Tuesday, 3 June 2008


It was raining all night and it is still raining now.

At 8 we decided to stay off site for the morning and see what the weather did...at 12.30 "rain stopped play" and the day was binned.

Tomorrow everyone will work harder to make up for lost time ;-)

There will be a cake though, as your correspondent had occassion to go the the excellent bakery on the A303 near Yeovilton.

More news as it happens!

Back to the Bustard

Monday 2nd June and we were joined on Salisbury Plain by a team of Bristol University students, ably led by Nick Saunders. They have joined us to spend a week digging on the site of the Anzac 3rd Division training trenches at The Bustrad on Salisbury Plain. The site takes it's name from the large bird and from the nearby pub named after it.

In 1916 the Australian soldiers took over, adapted amd trained in a series of trenches dug on Salisbury Plain to instruct and inform soldiers in the practice of trench diggin, maintenance, routine and life. The Australians are known to have spent days and nights in the trenches familiarising themselves with trench life. They are known to have been involved in exercises with live fire and the blowing of a small mine, which they seem then to have "captured" and fortified, just as they were to do at Ultimo crater, during the Battle of Messines.

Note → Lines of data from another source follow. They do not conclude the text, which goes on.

PR #1713, opened 2024-10-25
[Draft] feat[next]: Gtir concat where

SF-N:

PR #1806, opened 2025-01-20
Gtir concat where 2

havogt:
Replaces #1713


tehrengruber:
Moved back to #1713 for simplicity.

PR #1808, opened 2025-01-20
refactor[next][dace]: normalize SDFG field type with local dimension

edopao:
Fields with a local dimension can be passed as program arguments. The corresponding `FieldType` parameter type in GTIR contains the local dimension in the list of field domain dimensions, while the data type of the field elements is `ScalarType`. For example:

`ts.FieldType(dims=[Vertex, V2EDim], dtype=FLOAT_TYPE)`

where:
```
V2EDim = gtx.Dimension("V2E", kind=gtx.DimensionKind.LOCAL)
FLOAT_TYPE = ts.ScalarType(kind=ts.ScalarKind.FLOAT64)
```

Except for the program arguments, the internal representation in the SDFG lowering should only contain global dimensions in the field domain, and use `ListType` for the element type in case of a list of values:

`ts.FieldType(dims=[Vertex], dtype=ts.ListType(element_type=FLOAT_TYPE, offset_type=V2EDim))`

With this PR, the normalized form is used across the SDFG lowering. The `make_field` helper method is modified to convert the type definition of field arguments to the normalized form.


src/gt4py/next/program_processors/runners/dace_fieldview/gtir_sdfg.py
```diff
@@ -234,11 +234,50 @@ def get_offset_provider_type(self, offset: str) -> gtx_common.OffsetProviderType
...
+            # do nothing: the field domain consists of all global dimensions
+            field_type = data_type
+        elif len(local_dims) == 1:
+            local_dim = local_dims[0]
+            local_dim_index = data_type.dims.index(local_dim)
+            # the local dimension is converted into `ListType` data element
+            if not isinstance(data_type.dtype, ts.ScalarType):
+                raise ValueError(f"Invalid field type {data_type}.")
+            if local_dim_index != (len(data_type.dims) - 1):
+                raise ValueError(f"Invalid field domaoin with local dimension {data_type.dims}.")
```
philip-paul-mueller, line 269: There is a type in "domain", however, I think that the error message is not accurate as it could be.
I would write: "Invalid field domain: expected the local dimension at the end, but it was {local_dim_index}."

src/gt4py/next/program_processors/runners/dace_fieldview/gtir_builtin_translators.py
```diff
@@ -111,31 +111,10 @@ def get_local_view(
...
-                )
-
-            else:
-                raise ValueError(
-                    f"Unexpected data field {self.dc_node.data} with more than one local dimension."
-                )
+            assert all(dim != gtx_common.DimensionKind.LOCAL for dim in self.gt_type.dims)
+            return gtir_dataflow.IteratorExpr(
+                self.dc_node, self.gt_type.dtype, field_domain, it_indices
+            )
```
philip-paul-mueller, line 117: Why could you delete this code?
I guess that the current logic guarantees that code path will also hit `make_field` and the functionality is now there, is this correct?
Because from the changes it is not obvious to me.

philip-paul-mueller (commented):
LGTM.
I have one suggestion and one question but it looks good to me.

src/gt4py/next/program_processors/runners/dace_fieldview/gtir_builtin_translators.py
edopao: Correct. I can add a comment to explain that the assert condition is ensured by `make_field`.

src/gt4py/next/program_processors/runners/dace_fieldview/gtir_sdfg.py
edopao: Good idea.

philip-paul-mueller (approved):
LGTM

PR #1813, opened 2025-01-21
build: update infrastructure to use the uv tool

egparedes:
Modernize development infrastructure to use newer python tools. The `uv` (https://docs.astral.sh/uv/) tool is used as project management tool, `nox` (https://nox.thea.codes/) replaces `tox` as the project test runner, custom scripts and `cog` snippets are replaced by a central `dev-tasks.py` tool with multiple commands.

Additionally, documentation and CI workflows are updated accordingly and some tests which were not properly executed properly are fixed.

Other related tasks to enhance the development infrastructure which could be done after this PR is merged are being tracked in issue #1829


.github/workflows/daily-ci.yml
```diff
@@ -5,116 +5,92 @@ on:
...
   #   branches:
   #   - main
-  ## END
+  # # END
 
 jobs:
   daily-ci:
     strategy:
       matrix:
+        dependencies-factor: ["lowest-direct", "highest"]
```
havogt, line 19: these are uv builtin names? maybe add a comment, to make it easy to look up their meaning

.github/workflows/test-cartesian.yml
```diff
@@ -20,35 +20,36 @@ concurrency:
...
 jobs:
   test-cartesian:
-    runs-on: ubuntu-latest
     strategy:
       matrix:
+        codegen-factor: [internal, dace]
+        os: ["ubuntu-latest"]
         python-version: ["3.10", "3.11"]
-        tox-factor: [internal, dace]
+      fail-fast: false
```
havogt, line 28: What is it doing in this context and what it the reason? maybe document.

.github/workflows/test-docs.yml
```diff
@@ -0,0 +1,44 @@
+name: "Test Jupyter Notebooks"
```
havogt, line 1: Maybe the filename could be `test-example-notebooks`? Will check what test_docs does...

noxfile.py
```diff
@@ -0,0 +1,247 @@
...
+        *session.posargs,
+    )
+    session.run(
+        *"pytest --doctest-modules --doctest-ignore-import-errors -sv".split(),
+        str(pathlib.Path("src") / "gt4py" / "cartesian"),
+    )
+
+
+@nox.session(python=["3.10", "3.11"])
+def test_docs(session: nox.Session) -> None:
```
havogt, line 105: I would not call it docs, because I connect `docs` with sphinx documentation, more than with executable notebooks.

.pre-commit-config.yaml
```diff
@@ -45,86 +48,26 @@ repos:
...
   rev: v0.8.6
-  ##[[[end]]]
   hooks:
-    # Run the linter.
-    # TODO: include tests here
   - id: ruff
     files: ^src/
     args: [--fix]
-    # Run the formatter.
+    # TODO: include `tests` here
```
havogt, line 56: highlighting a TODO

noxfile.py
```diff
@@ -0,0 +1,247 @@
...
+from typing import Final, Literal, TypeAlias
+
+import nox
+
+try:
+    import pytest
+
+    NO_TESTS_COLLECTED_EXIT_CODE = pytest.ExitCode.NO_TESTS_COLLECTED
+except ImportError:
+    NO_TESTS_COLLECTED_EXIT_CODE = 5
```
havogt, line 24: please document this

noxfile.py
```diff
@@ -0,0 +1,247 @@
...
+)
+CodeGenTestSettings: Final[dict[str, dict[str, Sequence]]] = {
+    "internal": {"extras": [], "markers": ["not requires_dace"]},
+    "dace": {"extras": ["dace"], "markers": ["requires_dace"]},
+}
+
+
+# -- nox sessions --
+@nox.session(python=["3.10", "3.11"], tags=["cartesian"])
+@nox.parametrize("device", [DeviceNoxParam.cpu, DeviceNoxParam.cuda12])
```
havogt, line 71: why only cuda12 for gpu backends? it's the only option that we use, but if someone would like to try rocm, it would have to be added here?

pyproject.toml
```diff
@@ -1,9 +1,64 @@
...
+  'sphinx-rtd-theme>=3.0.1',
+  'sphinx-toolbox>=3.8.1'
+]
+lint = [
+  'pre-commit>=4.0.1',
+  'ruff>=0.8.0',
+  'tach>=0.16.0'
+]
+test = [
+  'atlas4py>=0.35',
```
havogt, line 39: does it belong here?

pyproject.toml
```diff
@@ -1,9 +1,64 @@
...
+  'nbmake>=1.4.6',
+  'nox>=2024.10.9',
+  'pytest>=8.0.1',
+  'pytest-benchmark>=5.0.0',
+  'pytest-cache>=1.0',
+  'pytest-cov>=5.0.0',
+  'pytest-factoryboy>=2.6.1',
+  'pytest-instafail>=0.5.0',
+  'pytest-xdist[psutil]>=3.5.0',
+  'tox>=4.4.0'
```
havogt, line 50: tox still needed?

havogt (commented):
Looks good, just some questions for documentation.

.github/workflows/daily-ci.yml
egparedes: Done.

.pre-commit-config.yaml
egparedes: I would postpone it for a subsequent PR.

noxfile.py
egparedes: Simplified and documented.

pyproject.toml
egparedes: Nope, thanks.

.github/workflows/test-cartesian.yml
egparedes: `fail-fast: true`, which is the default, makes the action to stop all matrix runs immediately after the first failure, which is a sensible default to save CI minutes (for [reference](https://www.edwardthomson.com/blog/github_actions_6_fail_fast_matrix_workflows)). 

In this particular case, I added the `fail: fast` here just is also present in the other subpackages, although I can't remember why we set it up like this. Probably because since gt4py is open source and has plenty of free CI minutes, the cost is not a critical factor and it might be still useful to see if all combinations of parameters in the matrix fail or only some of them. But we could also remove this settings from all the workflows if it makes more sense....

.github/workflows/test-docs.yml
egparedes: Renamed to `test-examples`

noxfile.py
egparedes: Renamed to `test_examples`

havogt:
cscs-ci run

tach.toml
```diff
@@ -3,7 +3,7 @@ source_roots = [
     "src",
 ]
 exact = true
-forbid_circular_dependencies = true
+# forbid_circular_dependencies = true
```
havogt, line 6: why?

tests/conftest.py
```diff
@@ -8,5 +8,55 @@
...
+    session: pytest.Session, config: pytest.Config, items: list[pytest.Item]
+) -> None:
+    """Pytest hook to modify the collected test items.
+
+    See: https://docs.pytest.org/en/stable/reference/reference.html#pytest.hookspec.pytest_collection_modifyitems
+    """
+    for item in items:
+        # Visit the test item parents chain in reverse order, until we get to
+        # the module object where the test function (or class) has been defined.
+        # At that point, processthe custom package-level marks attribute if it
```
havogt, line 52:
```suggestion
        # At that point, process the custom package-level marks attribute if it
```

pyproject.toml
egparedes: It is not really a gt4py dependency but an external package which can be used by gt4py users. In gt4py, it is only used in tests.

noxfile.py
egparedes: The actual session function works for any `DeviceOption` value, including `rocm` devices. We can add any other `DeviceOption` value to the parametrization at any time, the only problem is that the full matrix of parametrization will be run if someone forgets to specify the correct device parameter in the test session, and we don't usually run the tests on machines with ROCm devices...

egparedes:
cscs-ci run

havogt (approved):
lgtm

egparedes:
cscs-ci run

noxfile.py
```diff
@@ -0,0 +1,247 @@
...
+) -> None:
+    """Install session packages using uv."""
+    session.run_install(
+        "uv",
+        "sync",
+        "--no-dev",
+        *(f"--extra={e}" for e in extras),
+        *(f"--group={g}" for g in groups),
+        env={key: value for key, value in os.environ.items()}
+        | {"UV_PROJECT_ENVIRONMENT": session.virtualenv.location},
```
havogt, line 238:
```suggestion
        | {"UV_PROJECT_ENVIRONMENT": session.virtualenv.location, "UV_PYTHON": session.python},
```

egparedes: Done in a different way with a command line argument.

PR #1799, opened 2025-01-15
fix[dace][next]: Fix for DistributedBufferRelocator

philip-paul-mueller:
This PR fixes an error that was reported by Edoardo (@edopao).
The bug was because the `DistributedBufferRelocator` transformation did not check if its insertion would create a read-write conflict. This commit adds such a check, that is, however, not very sophisticated and needs some improvements. However, the example /`model/atmosphere/dycore/tests/dycore_stencil_tests/test_compute_exner_from_rhotheta.py`) where it surfaced, does hold more challenges. The main purpose of this PR is to unblock further development in ICON4Py.

Link to ICON4Py PR: https://github.com/C2SM/icon4py/pull/638

PR #1814, opened 2025-01-22
fix[next][dace]: Fix for `DistributedBufferRelocator`

philip-paul-mueller:
This PR fixes a bug in `DistributedBufferRelocator` that was observed in ICON4Py's `TestUpdateThetaAndExner` test.

In essence there was an `assert` that assumed that checked if this temporary was a sink node.
but, the code that finds all write backs was never excluding such cases, i.e. the temporaries that were selected might not be sink nodes in the state where they are defined.
The `assert` was not part of the original implementation and is not a requirement of the transformation, instead it was introduced by [PR#1799](https://github.com/GridTools/gt4py/pull/1799), that fixed some issues in the analysis of read write dependencies.

There are two solutions for this, either removing the `assert` or prune these kinds of temporaries.
After some consideration, it was realized that handling such cases will not lead to invalid SDFG, as long as the other restrictions on the global data are respected. For that reason the `assert` was removed.
However, we should thinking of doing something more intelligent in that case.


edopao (approved):
I have tested it, it works.

philip-paul-mueller:
@edopao let's hope it stays that way.

PR #161, opened 2025-03-24
Add support for lineLimit(_ limit: Int, reservesSpace: Bool)

dfabulich:
https://developer.apple.com/documentation/swiftui/view/linelimit(_:reservesspace:)

I'm filing this as a draft PR because I _think_ it should be working, but it isn't working in fact.


dfabulich:
I think a Tuple might be nicer, but I'm not sure it would make sense here, because `.lineLimit` is a built-in official environment value of SwiftUI, and it's an `Int`.

https://developer.apple.com/documentation/swiftui/environmentvalues/linelimit 

The current released version of SkipUI can honor the `.lineLimit` environment variable today; it'll just work. If we changed the type of `.lineLimit`, it would break anyone who sets `.environment(\.lineLimit, 2)`.

And if we _don't_ change the type, then we just have to have a second environment variable. (Right?)

aabewhite:
Ah, I didn't notice that lineLimit is one of the exposed environment values. In that case you're absolutely right to keep them separate

Sources/SkipUI/SkipUI/Environment/EnvironmentValues.swift
```diff
@@ -282,6 +282,11 @@ extension EnvironmentValues {
         set { setBuiltinValue(key: "lineLimit", value: newValue, defaultValue: { nil }) }
     }
 
+    public var lineLimitReservesSpace: Bool? {
```
aabewhite, line 285: This is not a public EnvironmentValues key in SwiftUI (correct me if I'm wrong), so it should go below in the "Internal values" section and be underscore-prefixed

aabewhite (commented):
One request, otherwise looks good!

PR #189, opened 2025-04-26
Consider closures equal when comparing preference values to avoid recoups

aabewhite:
https://github.com/skiptools/skip-ui/issues/188


marcprux:
When is a preference a closure?

PR #196, opened 2025-05-03
Include example images in the README

dfabulich:
There are a number of subtle variations between the fallback symbols for SF Symbols and the Material Icons. In this PR, I've checked in the actual images from SF Symbols and Material Icons, so they can be displayed in the README.


marcprux:
We don't want to bring in all those symbols to this repository, both because it inflates the size of the checkout that every Skip user will experience when building skip-ui, and also because there's not much point in listing all the symbols only to say that the very few, rough and minimal fallbacks that we provide do not match the iOS images.

We will address this better in the documentation, following up in https://github.com/skiptools/skip-ui/issues/200

PR #210, opened 2025-05-21
onPreferenceChange

### LINKED ISSUE #133: Implement .onPreferenceChange...
I have a fairly complex layout scenario which would benefit from the following technique (scroll down to "Using a preference key"):

https://swiftbysundell.com/questions/syncing-the-width-or-height-of-two-swiftui-views/

I use this in my iOS code and it works well.

Unfortunately, while Skip does seem to support `PreferenceKey` generally, `.onPreferenceChange` is not supported. This prevents me from being able to get the CGSize of a view and use it for calculations as needed.

Would it be possible to implement `.onPreferenceChange`?

dfabulich:
Fixes #133

This PR is weird in several ways.

First, it appears that `SKIP DECLARE` won't let me disregard the complex `where` clause of the declaration of this function. If I uncomment the `K.Value : Equatable` part, Skip will complain, "Skip does not support the referenced type as a generic constraint." I would have expected `SKIP DECLARE` to tell Skip to disregard that problem, but it doesn't. (Relaxing that constraint should be harmless in practice, because the Xcode build will reject it if someone tries to make a PreferenceKey of a non-Equatable value.) I've filed this as a bug on the transpiler. https://github.com/skiptools/skip/issues/432

Second, I'm using `snapshotFlow`; I have no idea how I'd port that to Swift, so I just didn't; I'm heavily using `SKIP INSERT` for this.

Third, you can't just build out an ordinary `PreferenceKey` and use it with `preference`. I had to declare my PreferenceKey like this:

```swift
struct TestPreferenceKey: PreferenceKey {
    typealias Value = String
    
    #if SKIP
    // SKIP DECLARE: companion object: PreferenceKeyCompanion<String>
    final class Companion: PreferenceKeyCompanion {
        let defaultValue = ""
        func reduce(value: inout String, nextValue: () -> String) {
            value = nextValue()
        }
    }
    #else
    static var defaultValue: String = ""

    static func reduce(value: inout String, nextValue: () -> String) {
        value = nextValue()
    }
    #endif
}
```

That is, in SwiftUI, I could just declare a couple of static methods, but in SkipUI, I had to explicitly declare a companion object so I could declare it a `PreferenceKeyCompanion`.

This is all quite strange, but it _does_ work. (And isn't that really what Skip is all about? 😉)

Skip Pull Request Checklist:

### DIFF
--- a/Sources/SkipUI/SkipUI/Environment/PreferenceKey.swift
+++ b/Sources/SkipUI/SkipUI/Environment/PreferenceKey.swift
@@ -5,17 +5,22 @@
 import androidx.compose.runtime.Composable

The dig is designed to do a number of things. It will see what can be discerned in the archaeological record of the activities of these and other soldiers. The dig will also assess the survivial and condition of the remains. Information gained here will add to the picture of preparation for War in 1916/17.

Richard and Martin led an NML team here in 2005 but since then there has been neither opportunity nor resources to return so the help given by Bristol is invaluable.


Steve L is a key member of the No Mans Land team at Plugstreet. Steve is one of the core team excavating the mass grave at Fromelles. The grave was dug in July 1916 by the Germans to bury bodies of British and Australian troops killed in an attack on the Aubers Ridge. For 90 years the bodies have lain undisturbed as they seem to have been overlooked during clearance in the 1920s.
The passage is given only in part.